I have the following questions:
- How do I know which critical pair produced a new rule?
- How do I know I found all the critical pairs?
Let $\Sigma= \left \{ \circ, i, e \right \}$ where $\circ$ is binary, $i$ is unary, and $e$ is a constant. $$ E=\left \{ \begin{gather} ( x \circ y ) \circ z \approx x \circ\left ( y \circ z \right ) \\ x \circ e \approx x \\ x \circ i(x) \approx e \end{gather} \right\} $$
My work so far:
$x\circ e >_{\textsf{lpo}} x$ (LPO 1) $x$ is a variable
$x\circ i(x)>_{\textsf{lpo}} e$ (LPO 2b) there are no terms in the right hand side
$(x\circ y)\circ z\approx x\circ(y\circ z)$
$s=\circ(\underset{\large s_1}{\circ(x,y)},\underset{\large s_2}{\strut z})\qquad t=\circ (\underset{\large t_1}{x\strut}, \underset{\large t_2}{\circ(y,z)})$ (LPO 2c)

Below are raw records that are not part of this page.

PR #812, opened 2026-08-18
fix(consensus)!: cap simplex --max-reads per end, not per group (#723)

### LINKED ISSUE #723: simplex --max-reads caps the whole MI group instead of each end

nh13:
Closes #723.

## Problem

`fgumi simplex --max-reads` applied the cap to the entire MI group *before* splitting it into Fragment/R1/R2 subgroups, whereas fgbio's `CallMolecularConsensusReads` caps each end independently. A cap of N therefore admitted N reads *total* across both ends in fgumi, but N reads *per end* in fgbio.

Because the retained reads were split arbitrarily between R1 and R2, the effective per-end depth was roughly halved, and families whose split left one end empty produced no consensus pair at all. On a real IDT cfDNA grouped BAM (~77k molecules, `--max-reads 2` / `-M 1`), fgumi emitted 726,854 consensus reads (all `cD:1`) against fgbio's 734,536 (`cD` 1 and 2) — the 7,682 missing reads being families the group-level cap collapsed to a single end.

## Fix

Apply the cap **per end**, inside `process_subgroup`, and **after** filtering to the most common alignment. This matches fgbio's `consensusCall` on two axes:

- **Per-end, not per-group** — each of Fragment/R1/R2 gets its own cap of N.
- **After the alignment filter** — fgbio downsamples the alignment-filtered reads and ranks only those. Capping the raw group instead (the pre-fix behavior) ranks reads fgbio never considers and can under-fill the consensus when a kept read subsequently fails the alignment filter.

The cap still routes the reads it discards to the `--rejects` output and counts them as `Downsampled` rejections so `raw_reads_used` excludes them (preserving the accounting added in #724). The per-end selector preserves input order, because the retained reads also feed order-sensitive tag extraction (cell-barcode / methylation-strand read the first retained read); the duplex/codec `consensus_call` cap remains rank-ordered as before. Duplex and codec do not route through `process_group`, so they are unaffected.

The `simplex --max-reads` help text previously documented the old whole-group behavior and cited this issue as an open caveat; it is updated to describe the per-end cap.

This changes output for anyone setting `--max-reads` on `simplex`, so it is a breaking change with a CHANGELOG note.

## Tests

- `max_reads_caps_each_end_independently` — an `#[rstest]` table over caps 1/2/4/8 on a four-template paired family; each end must be capped independently. The **cap-of-1** case is the regression that previously orphaned an end and emitted no consensus.
- `max_reads_is_applied_to_fragment_subgroup` — the Fragment subgroup is capped independently.
- `per_end_cap_keeps_lowest_ranking_reads_in_input_order` — the per-end selector keeps the htsjdk-`Murmur3(42)` lowest-ranking reads (q0, q2, q3) but in **input** order, distinguishing it from the rank-ordered duplex/codec selector.
- `downsampled_reads_are_rejected_and_routed_to_the_rejects_output` — #724 guard, now exercising the after-filter cap path end to end.
- `consensus_call_cap_is_independent_of_simplex_path` — locks in the duplex/codec cap path.

The obsolete whole-group downsampling tests are removed. The existing `test_consensus_downsampling` cross-execution-mode determinism suite (`--threads 1` == `--threads 8` == no-threads) still passes, as does the full workspace suite (7682 tests).

Risk: `fgumi simplex` output changes are pinned by alignment filtering, per-subgroup caps, deterministic hash ranks, and input-order preservation; `unsafe` changes: none, so no `CLAUDE.md` allowlist update; memory, queue, and backpressure policy changes: none.

`--max-reads` now applies independently to Fragment, R1, and R2 subgroups after alignment filtering. Discarded reads go to `--rejects` and count as `Downsampled`.

The change preserves duplex and codec behavior. It updates help text and adds a changelog note for the breaking behavior change.

Tests cover per-end and fragment caps, deterministic ranking, input order, mate consistency, rejection routing, and duplex/codec behavior.

### DIFF
--- a/CHANGELOG.md
+++ b/CHANGELOG.md
@@ -4,6 +4,14 @@ All notable changes to this project will be documented in this file.
 
 ## [Unreleased]
 
+### Breaking Changes
+
+- **fgumi simplex:** `--max-reads` now caps each end (Fragment, R1, R2) independently rather
+  than the whole MI group ([#723](https://github.com/fulcrumgenomics/fgumi/issues/723)). A family
+  with 6 R1 + 6 R2 reads and `--max-reads 3` previously produced a single consensus with depth 3;
+  it now produces two consensus records (one per strand), each with depth 3. This matches fgbio's
+  `CallMolecularConsensusReads`, which applies the cap independently to each end of the family.
+
 ### Bug Fixes
 
 - **Breaking:** end-of-stream flush paths now fail instead of discarding what they were holding,
--- a/crates/fgumi-consensus/src/vanilla_caller.rs
+++ b/crates/fgumi-consensus/src/vanilla_caller.rs
@@ -721,8 +721,9 @@ impl VanillaUmiConsensusCaller {
         // fulcrumgenomics/fgbio#1166 — previously `shuffle.take(maxReads)`).
         // The duplex and codec callers reach the single-strand consensus through
         // `consensus_call`, so without this cap `--max-reads-per-strand` is silently ignored
-        // on those paths (DUPLEX3-01). The vanilla path caps raw records earlier in
-        // `process_group` and does not route through here, so it is unaffected.
+        // on those paths (DUPLEX3-01). The vanilla path caps alignment-filtered `SourceRead`s
+        // in `process_subgroup` (per read-type, via `downsample_filtered_source_reads`) and
+        // does not route through here, so it is unaffected.
         //
         // The cap shapes ONLY the consensus bases/quals/depths: the FULL (uncapped)
         // `source_reads` are retained on the output below. fgbio caps inside `consensusCall`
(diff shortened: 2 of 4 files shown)


nh13:
@coderabbitai pause

nh13:
@coderabbitai review

nh13:
Addressed the review comment:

- check that $s>t_j$, $j=\overline{1,m}$
$s>_{\textsf{lpo}}t_1$ (LPO 1)
to prove that $s>_{\textsf{lpo}}t_2$ (LPO 2c) we prove that $$s>_{\textsf{lpo}} y \;\;\text{(LPO 1)};\qquad s>_{\textsf{lpo}}z \;\;\text{(LPO 1)};\qquad \circ(x,y)>y\;\;\text{(LPO 1)}$$- find $i$ such that $s_i>_{\textsf{lpo}}t_i$ $i=1$ $$\circ(x,y)>_{\textsf{lpo}}x\;\;\text{(LPO 1)}$$
$(x\circ y)\circ z>_{\textsf{lpo}} x\circ (y\circ z)$
a. $(x\circ y)\circ z\;\rightarrow\; x\circ (y\circ z)$
$x_1\circ e\;\rightarrow\; x_1$
$x\circ y \mathrel{\,=?\,} x_1\circ e$
$\theta\{x \;\leftarrow \;x_1;\; y\;\leftarrow \;e\}$ $$\require{AMScd} \require{cancel} \begin{CD} (x_1\circ e)\circ z @>>> \cancel{x_1}\circ z\\ @VVV @VVV\\ \cancel{x_1}\circ(e\circ z) @>>> e\circ z\approx z \end{CD}\qquad\text{left identity?}$$
b. $(x\circ y)\circ z\;\rightarrow\; x\circ (y\circ z)$
$e\circ x_1\;\rightarrow\; x_1$
$x\circ y \mathrel{\,=?\,} e\circ x_1$
$\theta\{x \;\leftarrow \;e;\; y\;\leftarrow \;x_1\}$ $$\begin{CD} (e\circ x_1)\circ z @>>> x_1\circ z\\ @VVV @VVV\\ e\circ(x_1\circ z) @>>> ? \end{CD}$$
c. $(x\circ y)\circ z\;\rightarrow\; x\circ (y\circ z)$
$x_1\circ i(x_1)\;\rightarrow\; e$
$x\circ y \mathrel{\,=?\,} x_1\circ i(x_1)$
$\theta\{x \;\leftarrow \;x_1;\; y\;\leftarrow \;i(x_1)\}$ $$\begin{CD} (x_1\circ i(x_1))\circ z @>>> e\circ z\\ @VVV @VVV\\ x_1\circ(i(x_1)\circ z) @>>> ? \end{CD}$$
As a support document I have "Term Rewriting and All That" by Franz Baader and Tobias Nipkow.
EDIT1
After searching for the critical pairs I have the following set of rules(assuming 2.a is corect):
$$ E=\left \{ \begin{gather} ( x \circ y ) \circ z \approx x \circ\left ( y \circ z \right ) \\ x \circ e \approx x \\ x \circ i(x) \approx e \\ x \circ (i(x) \circ y) \approx y \\ x \circ ( y \circ i(x \circ y) ) \approx e \\ e \circ x \approx x \\ e \circ (x \circ y) \approx x \circ y \end{gather} \right\} $$
Asked By : Alexandru Cimpanu
Answered By : Klaus Draeger
Before adressing the actual questions, one remark on your work so far: the left cancellation in 2.a. is not correct in general, the critical pair would just be $x\circ(e\circ z) \approx x\circ z$. Consequently, you don't get the critical pair 2.b. The problem with this cancellation is that the equation you get does in general not follow from the axioms you started from; for example, if you are working in the language of rings, you might at some point derive the critical pair $0*x \approx 0*y$, but it would be incorrect to deduce $x\approx y$ (which would mean that you only have a trivial model). No sound rewriting procedure, including Huet's, should allow this reduction.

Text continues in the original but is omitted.